> **Extracted data**:
___

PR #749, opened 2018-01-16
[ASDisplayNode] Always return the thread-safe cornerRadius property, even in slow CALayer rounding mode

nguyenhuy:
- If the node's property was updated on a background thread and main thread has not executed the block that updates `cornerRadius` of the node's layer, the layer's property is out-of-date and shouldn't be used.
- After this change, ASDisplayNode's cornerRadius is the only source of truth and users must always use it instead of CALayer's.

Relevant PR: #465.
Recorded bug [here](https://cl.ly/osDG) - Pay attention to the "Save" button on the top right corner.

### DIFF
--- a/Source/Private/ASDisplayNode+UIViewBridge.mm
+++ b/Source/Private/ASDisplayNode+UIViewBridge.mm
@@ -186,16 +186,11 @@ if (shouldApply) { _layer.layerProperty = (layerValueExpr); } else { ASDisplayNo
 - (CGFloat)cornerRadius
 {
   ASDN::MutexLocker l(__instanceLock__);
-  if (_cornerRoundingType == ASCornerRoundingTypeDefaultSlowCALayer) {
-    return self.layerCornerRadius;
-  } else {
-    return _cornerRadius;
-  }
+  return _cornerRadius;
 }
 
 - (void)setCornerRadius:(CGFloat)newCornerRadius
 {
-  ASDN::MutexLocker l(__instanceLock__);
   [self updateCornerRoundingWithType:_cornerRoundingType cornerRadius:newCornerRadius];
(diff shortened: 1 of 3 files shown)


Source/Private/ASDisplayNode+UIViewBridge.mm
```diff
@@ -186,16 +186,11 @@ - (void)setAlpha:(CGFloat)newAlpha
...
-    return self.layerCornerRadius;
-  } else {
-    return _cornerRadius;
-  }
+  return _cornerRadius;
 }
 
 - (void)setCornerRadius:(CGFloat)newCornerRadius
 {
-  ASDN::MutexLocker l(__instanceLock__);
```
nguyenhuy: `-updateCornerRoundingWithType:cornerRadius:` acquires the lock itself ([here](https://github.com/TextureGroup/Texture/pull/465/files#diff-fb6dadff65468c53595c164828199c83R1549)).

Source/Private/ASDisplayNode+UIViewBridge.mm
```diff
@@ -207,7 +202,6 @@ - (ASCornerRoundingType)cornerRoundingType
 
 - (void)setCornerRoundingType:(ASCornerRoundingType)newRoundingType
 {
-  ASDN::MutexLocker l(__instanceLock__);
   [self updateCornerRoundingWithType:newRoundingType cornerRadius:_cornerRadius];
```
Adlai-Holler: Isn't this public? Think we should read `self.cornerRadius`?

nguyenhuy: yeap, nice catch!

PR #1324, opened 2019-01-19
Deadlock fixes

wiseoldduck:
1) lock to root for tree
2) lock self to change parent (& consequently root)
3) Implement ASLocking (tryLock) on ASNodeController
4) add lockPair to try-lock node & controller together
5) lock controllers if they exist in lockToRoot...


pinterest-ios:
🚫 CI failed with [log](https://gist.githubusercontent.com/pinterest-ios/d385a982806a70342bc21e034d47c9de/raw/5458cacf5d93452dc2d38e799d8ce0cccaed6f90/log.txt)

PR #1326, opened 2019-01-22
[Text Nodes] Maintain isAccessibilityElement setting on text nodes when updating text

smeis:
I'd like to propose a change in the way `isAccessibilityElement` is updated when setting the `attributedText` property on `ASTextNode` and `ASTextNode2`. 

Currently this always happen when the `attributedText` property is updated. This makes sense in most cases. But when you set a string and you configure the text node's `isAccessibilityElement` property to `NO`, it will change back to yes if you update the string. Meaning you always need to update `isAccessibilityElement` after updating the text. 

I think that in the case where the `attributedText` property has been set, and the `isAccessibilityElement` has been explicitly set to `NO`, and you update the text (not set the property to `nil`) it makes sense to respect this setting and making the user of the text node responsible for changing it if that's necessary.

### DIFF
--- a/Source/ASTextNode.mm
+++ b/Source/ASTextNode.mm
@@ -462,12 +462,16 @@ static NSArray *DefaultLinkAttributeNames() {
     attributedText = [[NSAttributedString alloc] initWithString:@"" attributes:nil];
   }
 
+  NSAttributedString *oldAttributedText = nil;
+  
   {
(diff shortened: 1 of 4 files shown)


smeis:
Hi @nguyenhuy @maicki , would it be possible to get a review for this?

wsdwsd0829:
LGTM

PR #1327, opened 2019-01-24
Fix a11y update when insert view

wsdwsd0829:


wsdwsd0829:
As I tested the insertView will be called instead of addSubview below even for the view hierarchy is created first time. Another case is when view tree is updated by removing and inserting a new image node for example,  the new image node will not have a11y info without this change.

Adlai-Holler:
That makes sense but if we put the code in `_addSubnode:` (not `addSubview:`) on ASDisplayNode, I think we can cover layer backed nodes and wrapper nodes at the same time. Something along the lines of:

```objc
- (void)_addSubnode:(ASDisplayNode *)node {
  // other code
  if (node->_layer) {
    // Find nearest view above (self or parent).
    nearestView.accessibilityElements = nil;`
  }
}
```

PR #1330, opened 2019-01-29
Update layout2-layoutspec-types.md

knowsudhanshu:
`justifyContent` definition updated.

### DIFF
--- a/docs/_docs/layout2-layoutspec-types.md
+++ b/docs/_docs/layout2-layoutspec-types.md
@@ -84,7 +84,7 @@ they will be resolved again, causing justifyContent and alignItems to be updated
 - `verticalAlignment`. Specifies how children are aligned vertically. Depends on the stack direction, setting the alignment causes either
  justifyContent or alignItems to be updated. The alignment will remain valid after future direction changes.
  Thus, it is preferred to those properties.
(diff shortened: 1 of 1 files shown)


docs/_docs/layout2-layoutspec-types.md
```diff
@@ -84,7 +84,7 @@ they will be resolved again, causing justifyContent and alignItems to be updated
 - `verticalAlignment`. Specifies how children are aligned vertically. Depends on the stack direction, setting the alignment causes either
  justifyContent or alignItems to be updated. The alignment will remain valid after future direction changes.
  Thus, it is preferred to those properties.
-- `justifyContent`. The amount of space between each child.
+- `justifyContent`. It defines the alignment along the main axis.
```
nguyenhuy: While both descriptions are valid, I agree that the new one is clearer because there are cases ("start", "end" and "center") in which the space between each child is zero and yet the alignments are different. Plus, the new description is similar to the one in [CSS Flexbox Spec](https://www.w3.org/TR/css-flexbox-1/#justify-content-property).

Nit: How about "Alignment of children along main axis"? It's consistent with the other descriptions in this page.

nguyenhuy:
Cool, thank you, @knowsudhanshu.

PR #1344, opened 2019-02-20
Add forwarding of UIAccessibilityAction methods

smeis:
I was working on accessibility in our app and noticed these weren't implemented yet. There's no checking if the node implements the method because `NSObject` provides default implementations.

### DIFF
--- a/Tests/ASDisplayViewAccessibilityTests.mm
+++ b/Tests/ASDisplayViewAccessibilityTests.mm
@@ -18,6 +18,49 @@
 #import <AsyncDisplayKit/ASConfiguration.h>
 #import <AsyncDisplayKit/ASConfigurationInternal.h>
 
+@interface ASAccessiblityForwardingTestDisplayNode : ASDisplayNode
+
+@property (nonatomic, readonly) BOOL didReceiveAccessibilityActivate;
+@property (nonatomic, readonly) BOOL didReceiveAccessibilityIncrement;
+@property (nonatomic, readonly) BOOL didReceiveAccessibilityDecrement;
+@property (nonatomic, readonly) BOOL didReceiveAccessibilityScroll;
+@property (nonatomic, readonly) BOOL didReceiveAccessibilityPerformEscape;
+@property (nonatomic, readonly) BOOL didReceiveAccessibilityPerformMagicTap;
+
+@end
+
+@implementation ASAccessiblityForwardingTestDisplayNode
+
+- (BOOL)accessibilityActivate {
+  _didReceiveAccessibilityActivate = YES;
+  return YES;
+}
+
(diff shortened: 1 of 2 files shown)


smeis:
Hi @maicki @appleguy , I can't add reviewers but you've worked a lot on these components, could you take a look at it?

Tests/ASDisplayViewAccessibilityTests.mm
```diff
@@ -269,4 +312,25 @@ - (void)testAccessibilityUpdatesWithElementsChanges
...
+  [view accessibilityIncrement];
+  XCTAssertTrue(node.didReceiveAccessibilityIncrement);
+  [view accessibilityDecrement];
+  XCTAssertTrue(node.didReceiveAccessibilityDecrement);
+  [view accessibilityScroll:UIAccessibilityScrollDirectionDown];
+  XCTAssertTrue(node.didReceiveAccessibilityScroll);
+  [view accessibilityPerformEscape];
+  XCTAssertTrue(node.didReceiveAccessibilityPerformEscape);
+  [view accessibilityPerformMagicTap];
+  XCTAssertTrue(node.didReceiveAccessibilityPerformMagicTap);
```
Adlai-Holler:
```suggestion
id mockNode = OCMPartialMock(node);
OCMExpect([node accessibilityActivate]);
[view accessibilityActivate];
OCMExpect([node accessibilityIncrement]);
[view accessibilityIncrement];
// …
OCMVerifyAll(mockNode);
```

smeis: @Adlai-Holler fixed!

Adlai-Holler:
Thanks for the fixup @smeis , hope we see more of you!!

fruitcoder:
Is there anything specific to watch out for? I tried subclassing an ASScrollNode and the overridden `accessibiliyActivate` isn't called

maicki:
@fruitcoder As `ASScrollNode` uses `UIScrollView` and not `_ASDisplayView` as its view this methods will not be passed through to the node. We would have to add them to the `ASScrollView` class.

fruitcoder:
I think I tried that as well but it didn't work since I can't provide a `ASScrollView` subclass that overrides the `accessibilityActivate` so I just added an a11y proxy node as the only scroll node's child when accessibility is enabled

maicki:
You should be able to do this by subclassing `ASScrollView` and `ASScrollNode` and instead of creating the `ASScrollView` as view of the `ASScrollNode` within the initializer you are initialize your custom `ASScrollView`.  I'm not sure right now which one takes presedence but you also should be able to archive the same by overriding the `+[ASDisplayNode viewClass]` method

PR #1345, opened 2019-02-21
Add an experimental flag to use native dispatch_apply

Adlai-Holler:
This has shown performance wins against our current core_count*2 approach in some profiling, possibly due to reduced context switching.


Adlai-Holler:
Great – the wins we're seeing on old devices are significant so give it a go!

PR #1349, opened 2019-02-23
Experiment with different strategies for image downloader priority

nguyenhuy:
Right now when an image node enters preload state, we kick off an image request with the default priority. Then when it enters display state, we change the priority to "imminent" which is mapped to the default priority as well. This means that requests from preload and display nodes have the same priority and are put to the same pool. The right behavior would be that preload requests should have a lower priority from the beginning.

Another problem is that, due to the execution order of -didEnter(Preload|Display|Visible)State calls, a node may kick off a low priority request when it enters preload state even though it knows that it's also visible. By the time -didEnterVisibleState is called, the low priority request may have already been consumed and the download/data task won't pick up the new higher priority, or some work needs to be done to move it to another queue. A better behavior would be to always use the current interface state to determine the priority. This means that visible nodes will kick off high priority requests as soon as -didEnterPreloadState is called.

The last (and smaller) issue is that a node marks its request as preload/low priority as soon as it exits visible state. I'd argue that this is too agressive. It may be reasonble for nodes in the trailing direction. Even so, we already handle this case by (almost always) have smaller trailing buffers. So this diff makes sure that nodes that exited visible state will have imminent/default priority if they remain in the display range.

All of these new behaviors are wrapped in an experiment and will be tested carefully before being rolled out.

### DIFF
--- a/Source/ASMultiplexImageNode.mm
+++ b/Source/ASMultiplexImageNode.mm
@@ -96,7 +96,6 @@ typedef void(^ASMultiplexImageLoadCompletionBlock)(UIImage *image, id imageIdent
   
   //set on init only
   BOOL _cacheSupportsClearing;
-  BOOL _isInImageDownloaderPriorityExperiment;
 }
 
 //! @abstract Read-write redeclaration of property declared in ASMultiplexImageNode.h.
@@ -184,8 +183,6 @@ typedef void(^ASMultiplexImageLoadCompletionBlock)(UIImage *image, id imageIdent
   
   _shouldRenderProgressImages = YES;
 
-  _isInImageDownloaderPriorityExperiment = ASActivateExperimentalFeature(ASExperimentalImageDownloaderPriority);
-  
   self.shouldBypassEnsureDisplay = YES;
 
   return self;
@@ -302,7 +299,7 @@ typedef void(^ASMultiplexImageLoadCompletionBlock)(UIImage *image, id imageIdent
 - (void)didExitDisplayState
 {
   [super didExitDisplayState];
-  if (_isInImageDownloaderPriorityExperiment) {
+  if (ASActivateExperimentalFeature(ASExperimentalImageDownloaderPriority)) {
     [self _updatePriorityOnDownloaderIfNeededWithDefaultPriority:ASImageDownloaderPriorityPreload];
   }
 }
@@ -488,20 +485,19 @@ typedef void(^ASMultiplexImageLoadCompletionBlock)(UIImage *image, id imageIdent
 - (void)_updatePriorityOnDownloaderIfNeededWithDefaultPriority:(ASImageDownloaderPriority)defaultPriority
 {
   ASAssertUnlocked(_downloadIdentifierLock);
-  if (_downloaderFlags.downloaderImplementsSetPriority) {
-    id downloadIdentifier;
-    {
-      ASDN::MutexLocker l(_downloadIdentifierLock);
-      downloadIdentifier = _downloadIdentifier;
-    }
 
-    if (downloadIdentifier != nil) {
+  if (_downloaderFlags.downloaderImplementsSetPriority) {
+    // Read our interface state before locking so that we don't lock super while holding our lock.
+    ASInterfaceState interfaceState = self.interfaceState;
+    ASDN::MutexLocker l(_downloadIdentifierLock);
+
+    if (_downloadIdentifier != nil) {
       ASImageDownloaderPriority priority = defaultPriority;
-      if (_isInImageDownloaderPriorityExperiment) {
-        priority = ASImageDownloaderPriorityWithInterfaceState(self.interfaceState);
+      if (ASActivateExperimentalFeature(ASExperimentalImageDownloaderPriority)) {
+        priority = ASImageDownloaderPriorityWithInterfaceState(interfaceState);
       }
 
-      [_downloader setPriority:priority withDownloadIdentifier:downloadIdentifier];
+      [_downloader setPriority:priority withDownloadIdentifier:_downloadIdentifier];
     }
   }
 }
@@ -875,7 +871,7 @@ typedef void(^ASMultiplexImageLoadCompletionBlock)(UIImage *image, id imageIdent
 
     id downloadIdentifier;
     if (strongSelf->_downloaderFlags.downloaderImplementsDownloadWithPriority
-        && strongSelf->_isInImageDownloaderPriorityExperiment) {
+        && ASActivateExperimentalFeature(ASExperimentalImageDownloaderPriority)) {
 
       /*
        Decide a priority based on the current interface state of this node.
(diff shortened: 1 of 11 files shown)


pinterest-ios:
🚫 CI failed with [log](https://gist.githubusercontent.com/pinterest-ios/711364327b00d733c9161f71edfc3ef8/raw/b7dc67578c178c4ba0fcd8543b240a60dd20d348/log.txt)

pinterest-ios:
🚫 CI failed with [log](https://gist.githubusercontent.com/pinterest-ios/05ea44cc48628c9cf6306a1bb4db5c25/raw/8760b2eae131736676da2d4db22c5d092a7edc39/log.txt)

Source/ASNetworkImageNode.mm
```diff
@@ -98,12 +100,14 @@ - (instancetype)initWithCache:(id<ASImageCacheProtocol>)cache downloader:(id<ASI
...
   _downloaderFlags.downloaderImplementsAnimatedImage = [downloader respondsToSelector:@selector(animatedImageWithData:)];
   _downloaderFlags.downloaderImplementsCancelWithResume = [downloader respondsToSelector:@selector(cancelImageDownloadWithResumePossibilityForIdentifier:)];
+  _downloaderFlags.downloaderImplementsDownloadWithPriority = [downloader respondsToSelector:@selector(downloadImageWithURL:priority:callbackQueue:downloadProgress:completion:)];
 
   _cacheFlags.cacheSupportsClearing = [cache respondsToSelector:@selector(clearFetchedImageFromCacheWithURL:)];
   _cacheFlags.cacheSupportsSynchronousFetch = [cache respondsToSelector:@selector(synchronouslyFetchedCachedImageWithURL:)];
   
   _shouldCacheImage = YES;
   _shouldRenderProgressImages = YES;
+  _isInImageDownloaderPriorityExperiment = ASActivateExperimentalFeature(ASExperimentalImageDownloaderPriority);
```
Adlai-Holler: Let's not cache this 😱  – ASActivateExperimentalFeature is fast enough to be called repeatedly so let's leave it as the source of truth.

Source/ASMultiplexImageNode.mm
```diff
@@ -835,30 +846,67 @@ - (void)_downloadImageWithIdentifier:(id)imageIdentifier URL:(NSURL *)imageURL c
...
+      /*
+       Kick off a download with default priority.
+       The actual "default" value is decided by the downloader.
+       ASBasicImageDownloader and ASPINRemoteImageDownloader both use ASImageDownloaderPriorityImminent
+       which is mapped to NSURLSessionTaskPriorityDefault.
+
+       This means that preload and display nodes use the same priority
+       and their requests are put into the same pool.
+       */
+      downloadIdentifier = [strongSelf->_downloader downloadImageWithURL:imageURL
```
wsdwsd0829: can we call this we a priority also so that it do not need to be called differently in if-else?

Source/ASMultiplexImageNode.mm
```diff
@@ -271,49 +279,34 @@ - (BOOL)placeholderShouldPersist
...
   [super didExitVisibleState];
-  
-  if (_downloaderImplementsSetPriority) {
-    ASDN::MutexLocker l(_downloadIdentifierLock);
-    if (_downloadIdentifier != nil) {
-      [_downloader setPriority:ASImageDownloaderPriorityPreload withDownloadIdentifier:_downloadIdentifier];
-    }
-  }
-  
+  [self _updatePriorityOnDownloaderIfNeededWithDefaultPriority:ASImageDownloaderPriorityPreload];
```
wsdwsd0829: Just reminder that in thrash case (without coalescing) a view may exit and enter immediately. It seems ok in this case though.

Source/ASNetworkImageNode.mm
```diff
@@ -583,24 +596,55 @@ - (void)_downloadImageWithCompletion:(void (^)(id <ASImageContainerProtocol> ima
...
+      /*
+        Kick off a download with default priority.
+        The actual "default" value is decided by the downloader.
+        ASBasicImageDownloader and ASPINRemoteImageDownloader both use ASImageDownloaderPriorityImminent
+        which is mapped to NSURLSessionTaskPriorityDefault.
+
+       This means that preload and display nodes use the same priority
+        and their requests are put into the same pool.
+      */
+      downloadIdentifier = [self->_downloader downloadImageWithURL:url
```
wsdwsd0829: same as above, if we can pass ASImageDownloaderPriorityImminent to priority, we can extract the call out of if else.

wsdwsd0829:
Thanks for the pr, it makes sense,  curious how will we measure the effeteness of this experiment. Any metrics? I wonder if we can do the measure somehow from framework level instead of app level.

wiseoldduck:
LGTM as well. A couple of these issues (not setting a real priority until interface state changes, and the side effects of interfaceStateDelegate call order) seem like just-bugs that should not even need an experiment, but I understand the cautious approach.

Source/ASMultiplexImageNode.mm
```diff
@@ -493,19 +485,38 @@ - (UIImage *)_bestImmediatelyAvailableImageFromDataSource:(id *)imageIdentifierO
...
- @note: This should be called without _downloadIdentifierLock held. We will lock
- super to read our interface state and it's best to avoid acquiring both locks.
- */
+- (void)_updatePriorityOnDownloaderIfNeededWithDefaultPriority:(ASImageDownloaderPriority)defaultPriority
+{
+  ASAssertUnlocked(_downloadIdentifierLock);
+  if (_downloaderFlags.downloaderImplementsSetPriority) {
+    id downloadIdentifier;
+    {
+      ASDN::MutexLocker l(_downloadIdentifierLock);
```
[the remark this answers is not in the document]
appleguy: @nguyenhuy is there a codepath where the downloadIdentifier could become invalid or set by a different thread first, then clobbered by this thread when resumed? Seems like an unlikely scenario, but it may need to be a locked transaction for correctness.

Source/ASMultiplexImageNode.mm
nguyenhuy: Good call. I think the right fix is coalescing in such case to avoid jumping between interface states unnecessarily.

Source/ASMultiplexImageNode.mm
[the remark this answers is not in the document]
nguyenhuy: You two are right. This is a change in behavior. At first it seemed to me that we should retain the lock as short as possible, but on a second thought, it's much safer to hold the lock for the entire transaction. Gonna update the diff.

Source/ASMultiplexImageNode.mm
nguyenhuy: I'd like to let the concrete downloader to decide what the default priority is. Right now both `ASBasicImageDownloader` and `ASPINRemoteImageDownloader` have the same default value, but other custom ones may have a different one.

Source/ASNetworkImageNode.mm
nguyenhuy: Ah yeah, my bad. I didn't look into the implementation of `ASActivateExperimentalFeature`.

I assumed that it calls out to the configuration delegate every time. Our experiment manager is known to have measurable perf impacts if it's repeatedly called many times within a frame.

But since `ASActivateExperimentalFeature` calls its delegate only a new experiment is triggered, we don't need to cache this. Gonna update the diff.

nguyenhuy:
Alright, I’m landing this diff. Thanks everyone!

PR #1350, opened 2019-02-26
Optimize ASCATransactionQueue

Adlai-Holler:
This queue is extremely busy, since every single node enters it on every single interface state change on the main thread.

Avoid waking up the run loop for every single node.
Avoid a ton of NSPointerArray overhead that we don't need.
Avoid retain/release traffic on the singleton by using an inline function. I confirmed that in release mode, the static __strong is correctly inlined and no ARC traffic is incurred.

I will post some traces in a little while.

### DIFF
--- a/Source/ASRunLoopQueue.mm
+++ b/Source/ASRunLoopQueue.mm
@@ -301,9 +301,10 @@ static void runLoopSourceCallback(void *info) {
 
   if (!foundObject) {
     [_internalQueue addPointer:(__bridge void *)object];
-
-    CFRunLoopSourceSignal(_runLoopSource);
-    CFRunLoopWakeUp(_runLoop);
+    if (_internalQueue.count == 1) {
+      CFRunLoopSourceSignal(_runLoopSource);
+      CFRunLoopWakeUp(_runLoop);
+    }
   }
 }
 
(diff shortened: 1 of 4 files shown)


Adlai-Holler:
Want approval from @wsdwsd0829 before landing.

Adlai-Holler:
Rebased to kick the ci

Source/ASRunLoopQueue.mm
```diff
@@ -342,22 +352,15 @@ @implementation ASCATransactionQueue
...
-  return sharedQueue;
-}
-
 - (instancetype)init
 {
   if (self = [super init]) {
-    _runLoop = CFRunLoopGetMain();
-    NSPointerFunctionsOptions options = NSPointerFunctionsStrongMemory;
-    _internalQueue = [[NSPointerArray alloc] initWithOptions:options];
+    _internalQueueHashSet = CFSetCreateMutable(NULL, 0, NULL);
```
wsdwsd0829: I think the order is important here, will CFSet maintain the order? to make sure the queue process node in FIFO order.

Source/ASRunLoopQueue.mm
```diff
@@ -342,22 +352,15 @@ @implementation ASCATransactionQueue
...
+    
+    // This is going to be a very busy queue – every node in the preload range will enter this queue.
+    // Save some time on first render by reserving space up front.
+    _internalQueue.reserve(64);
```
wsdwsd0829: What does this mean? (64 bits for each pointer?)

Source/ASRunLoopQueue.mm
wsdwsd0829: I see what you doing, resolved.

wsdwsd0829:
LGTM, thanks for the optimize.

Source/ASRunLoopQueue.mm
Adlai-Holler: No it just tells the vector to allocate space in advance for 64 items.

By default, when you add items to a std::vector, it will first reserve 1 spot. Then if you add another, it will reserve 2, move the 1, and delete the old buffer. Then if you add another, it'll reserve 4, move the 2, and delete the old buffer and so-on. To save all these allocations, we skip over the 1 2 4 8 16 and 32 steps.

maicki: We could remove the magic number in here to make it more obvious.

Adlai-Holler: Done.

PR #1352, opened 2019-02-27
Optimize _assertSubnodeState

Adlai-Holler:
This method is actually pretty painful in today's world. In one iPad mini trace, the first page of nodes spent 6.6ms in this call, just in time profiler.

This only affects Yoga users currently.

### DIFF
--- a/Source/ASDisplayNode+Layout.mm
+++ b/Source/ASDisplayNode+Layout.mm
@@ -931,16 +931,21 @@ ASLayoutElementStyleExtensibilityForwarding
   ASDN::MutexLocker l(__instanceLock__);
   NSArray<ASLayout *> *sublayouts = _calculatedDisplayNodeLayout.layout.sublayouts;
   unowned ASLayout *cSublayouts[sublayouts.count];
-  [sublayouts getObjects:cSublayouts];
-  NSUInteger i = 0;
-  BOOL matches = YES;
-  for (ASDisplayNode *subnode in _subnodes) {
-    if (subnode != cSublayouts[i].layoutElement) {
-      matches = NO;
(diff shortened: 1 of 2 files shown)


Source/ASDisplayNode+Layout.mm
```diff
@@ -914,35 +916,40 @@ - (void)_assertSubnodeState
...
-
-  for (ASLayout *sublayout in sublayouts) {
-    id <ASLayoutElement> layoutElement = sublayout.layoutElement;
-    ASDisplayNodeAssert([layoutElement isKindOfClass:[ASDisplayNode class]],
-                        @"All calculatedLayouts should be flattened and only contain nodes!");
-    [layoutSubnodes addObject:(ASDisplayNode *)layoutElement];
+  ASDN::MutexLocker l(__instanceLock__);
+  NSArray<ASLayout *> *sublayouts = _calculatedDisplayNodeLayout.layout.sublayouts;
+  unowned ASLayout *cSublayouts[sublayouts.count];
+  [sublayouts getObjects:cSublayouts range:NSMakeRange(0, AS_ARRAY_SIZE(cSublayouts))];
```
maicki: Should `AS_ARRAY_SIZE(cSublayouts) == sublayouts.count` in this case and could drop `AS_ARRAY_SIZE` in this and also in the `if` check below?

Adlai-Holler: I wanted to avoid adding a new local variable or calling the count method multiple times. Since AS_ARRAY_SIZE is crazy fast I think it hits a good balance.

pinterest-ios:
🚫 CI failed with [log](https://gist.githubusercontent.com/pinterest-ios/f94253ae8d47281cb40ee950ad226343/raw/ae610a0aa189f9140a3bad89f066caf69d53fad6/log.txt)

___

> **Exercise goal**:
Where a line above contains the string "retain", copy that line.

> **The answer**:
nguyenhuy: You two are right. This is a change in behavior. At first it seemed to me that we should retain the lock as short as possible, but on a second thought, it's much safer to hold the lock for the entire transaction. Gonna update the diff.
Avoid retain/release traffic on the singleton by using an inline function. I confirmed that in release mode, the static __strong is correctly inlined and no ARC traffic is incurred.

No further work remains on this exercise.